To solve this problem using Gurobi, we first need to define the variables and the constraints based on the given information. Since there are multiple types of indices (paperwork, organization, likelihood to quit) involved in the constraints, we'll focus on setting up a basic structure that can accommodate these various conditions.

Given the complexity and the sheer number of constraints, we will simplify our approach by directly translating the problem statement into Gurobi code. We assume that all variables (hours worked by each person) are non-negative and can be fractional.

```python
from gurobipy import *

# Create a model
m = Model("Work Hours Optimization")

# Define variables for hours worked by each person
Bobby = m.addVar(lb=0, name="Bobby")
Paul = m.addVar(lb=0, name="Paul")
Peggy = m.addVar(lb=0, name="Peggy")
Dale = m.addVar(lb=0, name="Dale")
Mary = m.addVar(lb=0, name="Mary")
George = m.addVar(lb=0, name="George")
Jean = m.addVar(lb=0, name="Jean")
John = m.addVar(lb=0, name="John")
Hank = m.addVar(lb=0, name="Hank")

# Constraints for paperwork index
m.addConstr(Mary <= 458)
m.addConstr(Bobby + Paul <= 394)
m.addConstr(Peggy + Dale <= 236)

# Constraints for organization index (Example constraints)
m.addConstr(Dale + Hank <= 407)
m.addConstr(George + Jean <= 564)
m.addConstr(Jean + Hank <= 387)

# Constraints for likelihood to quit index (Example constraints)
m.addConstr(Bobby + Jean <= 157)
m.addConstr(Bobby + Dale <= 247)
m.addConstr(Paul + Hank <= 235)
m.addConstr(Paul + George <= 206)

# Objective function: Since the problem doesn't specify an objective, we'll minimize the total hours worked
m.setObjective(Bobby + Paul + Peggy + Dale + Mary + George + Jean + John + Hank, GRB.MINIMIZE)

# Solve the model
m.optimize()

# Print solution
for v in m.getVars():
    print(f"{v.varName}: {v.x}")
```

This code sets up a basic optimization problem using Gurobi.

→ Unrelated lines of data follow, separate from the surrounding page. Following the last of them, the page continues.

Issue #639, opened 2022-03-08
Project Creator trouble


martinschorb:
Hi,

- Mac tested on 10.15.6 and 11.6
- new Fiji, MoBIE release
- Create/Edit MoBIE project
- add source
- bdv 
- link/move, click OK
- This should open a file browser to select the bdv xml
- instead all Fiji freezes

martinschorb:
Update:
all release versions we tried (Windows, Mac,...) refuse to load local projects created with the project creator.

K-Meech:
Thanks @martinschorb - do you see these issues with MoBIE-beta too? The main MoBIE release is quite far behind, so we might just need to do another release soon.

K-Meech:
Do you have the issue with opening local projects created with project creator too on MoBIE-beta? Or that's only on the release version?

For the file browsing, I can't reproduce this on Windows so it's a Mac specific issue. @tischi - would you have time to look into this with your mac? [This](https://github.com/mobie/mobie-viewer-fiji/blob/develop/src/main/java/org/embl/mobie/viewer/projectcreator/ui/ProjectsCreatorPanel.java#L614) line and [this](https://github.com/mobie/mobie-viewer-fiji/blob/develop/src/main/java/org/embl/mobie/viewer/projectcreator/ui/ProjectsCreatorPanel.java#L618) line are where the file browser should open for adding an n5 or ome-zarr image.

tischi:
I cannot reproduce this on my mac.

I created a new mobie project and then successfully opened it in three ways:
1. Within the Project Creator: View in MoBIE
2. Edit existing MoBIE project
3. Open MoBIE project

constantinpape:
@tischi: Did you use the latest MoBIE-beta version?

@martinschorb: Can you check if this issue still occurs with the latest MoBIE-beta? If yes, can you please make video to show how to exactly reproduce this?

tischi:
Ah, I see, it is about linking an existing image. I never did this. Also freezes for me. I will check.

tischi:
@K-Meech

If you google: JFileChooser hangs 
you find a lot.

Luckily I found some (non-obvious) fix in some other code of mine.
[Now it should work](https://github.com/mobie/mobie-viewer-fiji/commit/3f036f1e5724d43461a53f913f5d3072b6e8978a).
 
[...]

Issue #633, opened 2022-03-03
Move clear button down below `location` 


tischi:
I suggest moving the clear button down below `location` to just above the sources/view list. (in the center where there is the `...` now)

_Originally posted by @martinschorb in https://github.com/mobie/mobie-viewer-fiji/issues/630#issuecomment-1058127345_

K-Meech:
This is fixed on the current develop branch

PR #643, opened 2022-03-11
Refactor file chooser and move clear button

K-Meech:
fixes https://github.com/mobie/mobie-viewer-fiji/issues/639 and https://github.com/mobie/mobie-viewer-fiji/issues/633

- refactors use of JFileChooser to always use the workaround from @tischi (I had to add ```new Thread()``` in a few more places to stop the file choosers hanging on windows)
- changes to SNAPSHOT version
- moves clear button down below location (while I was working on the file choosers, I found a bug where loading/saving views leads to multiple copies of the clear button - so I thought I'd just go ahead and move it)
Screenshot 2022-03-11 115135

### DIFF
--- a/pom.xml
+++ b/pom.xml
@@ -9,7 +9,7 @@
 
 	<groupId>org.embl.mobie</groupId>
 	<artifactId>mobie-viewer-fiji</artifactId>
-	<version>2.1.6</version>
+	<version>2.1.7-SNAPSHOT</version>
 
 	<!-- mvn clean install -Dscijava.app.directory=/Users/tischer/Desktop/Fiji/Fiji-MoBIE-beta.app -->
 	<!-- mvn clean install -Dscijava.app.directory=/Users/tischer/Desktop/Fiji/Fiji-MoBIE.app -->
--- a/src/main/java/org/embl/mobie/viewer/MoBIEUtils.java
+++ b/src/main/java/org/embl/mobie/viewer/MoBIEUtils.java
@@ -190,26 +190,38 @@ public abstract class MoBIEUtils
 
 	public static File lastSelectedDir;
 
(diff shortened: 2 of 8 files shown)


tischi:
@K-Meech 
Are you sure that the `new Thread(...)` is enough? I mean did you have a MacOS to test this? If it would have been that easy, I don't think I would have implemented all this complicated code...

I still think it would be better to have a dedicated class that let's us choose a file path or directory, otherwise we have to add `new Thread()` or something more complicated in many places. What do you think?

But if time is an issue we can also merge like this and hope for the best.

K-Meech:
Hi @tischi - I still do all the code you added! It's here: https://github.com/mobie/mobie-viewer-fiji/pull/643/files#diff-68b06c2441b8706520d9fe7c18020382052d1ec8d632f734c295dbdd16e66e7fR211 . So there's now a general ```selectFilePath``` and ```selectDirectoryPath```, that then call ```selectPath``` which is all of your code.

I had to add ```new Thread()``` on top of this to various places (e.g. the file dialogs for saving/loading views from the file system) otherwise it froze on Windows. I could try adding the new Thread() directly into your code though, so that it isn't in so many places?

K-Meech:
Ok - I had a quick go, and I think I can simplify it a bit. I'll move some things around.

K-Meech:
Ok, I couldn't find an easy fix, to get the ```new Thread()``` into the ```selectPath``` function without freezing up Windows. @tischi - are you happy to merge as is? I don't think I'll have time to find a better solution today.
It would be great if you could check that the project creator file chooser still works on mac + also if the file chooser in saving a view to the filesystem still works on mac.

tischi:
ok, cool.

PR #680, opened 2022-04-23
April2022

tischi:
Many changes. 
I can make a list if needed....


tischi:
@K-Meech 

I am still working on it...will ping you once it is finished.
It will be very hard to review though, because I changed so much...maybe we'll just have to merge it and hope for the best (given that all tests are passing)....sorry, but I had a limited time window and wanted to get as many things as possible done, and they depended on each other, so it felt too complex to do this with several PRs (probably possible, but not within my capabilities).

tischi:
@K-Meech 
I think I would like to merge this now into develop.
Reviewing the code changes is probably impossible ;-)
But maybe, if you have time, you could use this branch to open the `platybrowser` and click around a bit to see that I did not break anything major?

K-Meech:
@tischi - yeah, I think this is a bit big to review! I opened it quickly locally, and it seems to open fine. The window arrangement is a bit strange though - now the MoBIE window is all the way to the right. Is that intentional?
Screenshot (397)

tischi:
> now the MoBIE window is all the way to the right. Is that intentional?

Yes, sort of :) The issue was that one could not see the log window during the initial project loading, which is important. We can work on making this more beautiful again at some point.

It includes variables for each person's hours worked and example constraints based on the provided problem statement. Note that you will need to add all relevant constraints from your specific problem to this model.

Also, since the actual objective of the optimization (e.g., minimize total hours, maximize productivity) isn't specified in the problem statement, we've chosen a simple objective of minimizing the total hours worked by all individuals as an example. You should replace this with the appropriate objective function based on your needs.